Metabolizing sorrow through art
"There's a crack in everything, that's how the light gets in." - Leonard Cohen
I was a generally happy kid who listened to sad songs for the inexplicable thrill of experiencing big human feelings. Snuggling my dog, I couldn’t stop my eyes from welling up with each minor key crescendo, goosebumps traveling up my arms and down my spine.
I have always loved rainy days, poetry, and deep conversations. More old soul than new, if you will.
But for a long time, following my son’s three open-heart surgeries, grueling hospitalizations, and traumatizing cardiac arrest – followed by his mesmerizing recovery – I was in what Anne of Green Gables would have called “the depths of despair, ” minus Anne’s dramatic hyperbole. Beyond waltzing with melancholy, I was drowning in it.
In order to shake my depression and continue living a full, joy-filled life in tandem with both everyday and existential sorrows, I closed the door to art-induced, optional melancholy. I acknowledged its beauty, but I kept it at arm’s length. Reality had enough of it. I simply couldn’t handle any unnecessary brooding in the form of story or music.
I closed the door to melancholy In order to teach my kids to read. In order to put together an art project for them. In order to make breakfast, lunch, dinner, and snack ad infinitum.
I became the person who finds the positive in every situation. The person who dutifully fills out her gratitude journal.
You all can watch your television dramas and news networks. I will watch funny animal videos before bed, thankyouverymuch.
Give me all the happy songs. Tell me jokes. Find humor in everything. Make pretty things. Because if you let something slip by my defenses, say, a slightly sentimental children’s book, I will cry.

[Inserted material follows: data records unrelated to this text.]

Issue #451, opened 2017-02-13
length_func<CharT>::operator() fails CppCoreCheck


duncanhorn:
Running CppCoreCheck with VS2017 RC fails with:

    warning C26461: The pointer argument 'ptr' for function gsl::details::length_func<char>::operator() can be marked as a pointer to const. (con.3: https://go.microsoft.com/fwlink/p/?LinkID=786684)
    warning C26461: The pointer argument 'ptr' for function gsl::details::length_func<wchar_t>::operator() can be marked as a pointer to const. (con.3: https://go.microsoft.com/fwlink/p/?LinkID=786684)

Seems like the placement of `const` is incorrect:

    template <>
    struct length_func<char>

It’s not that I think crying is bad. It’s just that I worry that if I start, it will be hard to stop. The world is very heavy, and it’s taken decades of putting up fences around my heart to be able to function as a highly sensitive person in a deeply wounded, yet somehow still fast-paced, world.
These fences have been helpful for the last decade or so. I’ve tried not to worry about changing what I can’t change (a medical diagnosis that won’t go away is at the top of my list) and have tried to love (and be mostly happy) in the life circumstances I have been dealt.

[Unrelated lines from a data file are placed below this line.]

PR #460, opened 2017-03-04
Mark headers as C++ code with vim filetype

ranisalt:
This adds syntax highlighting to the Github file browser and might add auto highlighting to some editors, namely vim and derivatives.

Example before: https://github.com/Microsoft/GSL/blob/3819df6e378ffccf0e29465afe99c3b324c2aa70/include/gsl/gsl
Example after: https://github.com/ranisalt/GSL/blob/28d6fd1d50dc9b1e09cdac42301860b481a26315/include/gsl/gsl

As it's not code changes, I didn't open an issue before, but I can do.

### DIFF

The whole “you can’t choose what happens to you, but you can choose how you react to what happens to you” thing. I was choosing happiness, darn it!

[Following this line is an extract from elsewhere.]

PR #462, opened 2017-03-07
Refactor some duplication out of gsl_byte

pierrechevalier83:


neilmacintosh:
@pierrechevalier83 thanks for the PR, but in this case, it doesn't really add anything to the library. I don't see a bug being fixed (please let me know if I've misread) and I don't see a feature being added. It's simply a matter of style, and in this case, I'm not particularly convinced it is an important stylistic improvement.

But lately, it’s been harder to choose happiness, for whatever reason. I’ve been feeling raw. Vulnerable. Like life is moving quickly, change is in the wind, and I want to slow down and feel the deeply connective sadness of a tragically beautiful piece of art.
Last week, I listened to this Creative Pep Talk episode, an interview with author Susan Cain. There were many incredible insights that had me nodding my head in agreement, but then Susan said:
“Whatever pain you can’t get rid of, make that your creative offering.”
I about stopped breathing, and tears welled up, on a regular day after summer camp drop-off.
I’ve decided it’s time for me to open up to sadness. And, in a sense, return to my roots.
This little crow, pattern by Ann Wood, is a step toward making art, of being in the world, in a way that honors the beauty in darkness.
Somehow, when I opened up the door to melancholy, to making something imperfect and layered and from a bin of scraps, I experienced a sense of wholeness that I had been missing.
I hand-stitched this crow during a hard week. The process helped me lean into the sadness, rather than pushing it aside.
Every stitch helped me metabolize my sorrow into its other true form: redemptive, full-spectrum beauty.